▶ [Problem description] Check each line of the records for "with"; collect those that have it.

[[ Given records open ]]

PR #471, opened 2021-12-25
Regular dependency upgrades

shssoichiro:
This includes minor bumps to flexi_logger, sysinfo, vergen, and dashmap. In the past, I believe there were some issues with sysinfo that prohibited us from bumping it, but they seem to now be doing regular releases again to push out the bug fixes we needed. flexi_logger required an added feature to work around an issue with local time. We do not actually log times, but the interface in `LogWriter` requires passing `DeferredNow` which uses local time, which requires us to add this feature or have an obnoxious warning logged every time av1an starts.

### DIFF
--- a/Cargo.lock
+++ b/Cargo.lock
@@ -49,9 +49,9 @@ dependencies = [
 
 [[package]]
 name = "anyhow"
-version = "1.0.51"
+version = "1.0.52"
 source = "registry+https://github.com/rust-lang/crates.io-index"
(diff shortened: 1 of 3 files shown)


redzic (approved):
Looks good, thanks! There was some strange issue with flexi_logger with printing some error that seems to have been fixed now as of this PR (edit: Oh I guess that's what you were referring to with the extra feature).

[[ Given records closed ]]

▶ [Expected output]
This includes minor bumps to flexi_logger, sysinfo, vergen, and dashmap. In the past, I believe there were some issues with sysinfo that prohibited us from bumping it, but they seem to now be doing regular releases again to push out the bug fixes we needed. flexi_logger required an added feature to work around an issue with local time. We do not actually log times, but the interface in `LogWriter` requires passing `DeferredNow` which uses local time, which requires us to add this feature or have an obnoxious warning logged every time av1an starts.
Looks good, thanks! There was some strange issue with flexi_logger with printing some error that seems to have been fixed now as of this PR (edit: Oh I guess that's what you were referring to with the extra feature).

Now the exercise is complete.